The times ranged between 12.76 minutes to 14.06 minutes, (though other studies have found a much wider range – going from around 5 minutes to over 20 minutes). It also has to be said that 17% of the women studied never experienced an orgasm at all. As anyone experienced in these matters might expect, regular penetrative sex didn’t turn out to be the most effective path to a female climax. Only 31.4% of the women who took part orgasmed due just to having penetration sex alone. Oral and other forms of clitoral stimulation were far more significant in relation to the women getting off.
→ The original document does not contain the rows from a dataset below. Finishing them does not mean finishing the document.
PR #8667, opened 2022-12-02
avm2: Fix no-op gotos

kmeisthax:
Tests courtesy @adrian17

This fixes a bug I introduced with the massive timeline fix PR: no-op gotos need to emit events and run frame scripts, but I decided to just make them go through the whole goto machinery assuming that it would just do nothing. Turns out it actually *does* do something: recreate objects that were moved or removed by AS3.

This also includes two ignored tests that won't work until I implement `RemoveObject` property nulling.


adrian17 (approved):
Looks safe, let's just squash it on merge.

PR #8676, opened 2022-12-03
Re-enable image tests on Linux

Aaron1011:


danielhjacobs:
So this works. But CI didn't pass until the image tests were disabled before. I'm very confused. What exactly happened, just out of curiosity?

danielhjacobs:
Actually CI ran without image tests despite the changes.

danielhjacobs:
Sorry for deleted comments. I kept reading things wrong. Anyway, do we know what happened before?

How best to experience female orgasm
People ask, ‘How to make a woman orgasm?’ Bring it back to mutuality and love – and no-one’s making anyone do anything. That said, 69% of women in the study reported that intercourse alone was not sufficient to lead to orgasm, which tells us that it’s very common for women to need other activities or forms of stimulation in order to climax. Most women also reported that, when it came to intercourse, they orgasmed faster and had longer-lasting orgasms when they were on top of their partner (likely because this position also offers more consistent clitoral stimulation).
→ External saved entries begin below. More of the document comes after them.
Issue #8324, opened 2022-10-18
Critter Pinball: Cannot launch ball


n0samu:
### Describe the bug

In [Critter Pinball](http://www.freewebarcade.com/game/critter-pinball/), holding down the enter or down arrow key pushes down the plunger, but releasing the key does not launch the ball. Also, Ruffle lags so much that you need to hold down the key for about 1 minute to push the plunger down all the way.

Link to SWF file: http://www.freewebarcade.com/game/critter-pinball/critter-pinball.swf

### Expected behavior

Holding down the enter or down arrow key, then releasing it should launch the ball.

### Affected platform

Desktop app

### Operating system

Windows 10

### Additional information

This error is repeatedly shown in the terminal:
`[ERROR ruffle_core::avm2::events] Error dispatching event EventObject(EventObject { type: "enterFrame", class: flash.events::Event, ptr: 0x2b391487cd0 }) to handler FunctionObject(FunctionObject(GcCell(Gc { ptr: 0x2b391108698 }))) : RustError("Non-public property https://ruffle.rs/AS3/impl/EventDispatcher/::dispatch_list not found on Object")`

n0samu:
Fixed by #8699, although the game is still intolerably slow in Ruffle.

PR #8699, opened 2022-12-05
avm2: Fix indirect event dispatching

adrian17:
When we use an intermediate event dispatcher, as in:
```
var dispatcher = new EventDispatcher(obj);
dispatcher.dispatchEvent(...);
```
We use the dispatcher's dispatch list, not the target's. The target doesn't need to be an EventDispatcher at all.
(When bubbling/capturing, we still do use the ancestors directly as both the dispatcher and target at the same time).

This improves the behavior in general, and fixes the error in https://github.com/ruffle-rs/ruffle/issues/8324 .


kmeisthax (approved):
How did I forget to account for this? Good catch.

As an aside, the study also demonstrated that if someone is moaning and writhing around only 30 seconds into penetration, you might want to consider it’s their acting skills that are Oscar worthy, not the man’s sexual prowess.
The researchers defined the starting moment of sexual arousal as feeling “an intense desire for sex in the presence of erotic stimuli, which were provided by the partner, audiovisual methods or both”.
Male versus female orgasm
The study does, however, fail to mention a crucial fact: the orgasm gap. According to research from 2009, the average time for men to orgasm is under six minutes. Last year, another study found that men were also way off in estimating how often their wives experienced orgasm, with 43 per cent getting it wrong. That research, involving 1,683 newlywed couples, found than 87 per cent of husbands consistently experienced orgasm, but just 49 per cent of the women did.
Again, there are a lot of limitations of these data, not the least of which is that only heterosexual adults were studied and, further, all participants were currently in relationships. Clearly, more research is needed on diverse populations and different sexual practices. However, based on the available data, there does appear to be a pretty sizeable difference between heterosexual men and women in time to reach orgasm, which is clearly important to attend to in male-female sexual encounters in the interest of promoting mutual pleasure and closing the orgasm gap.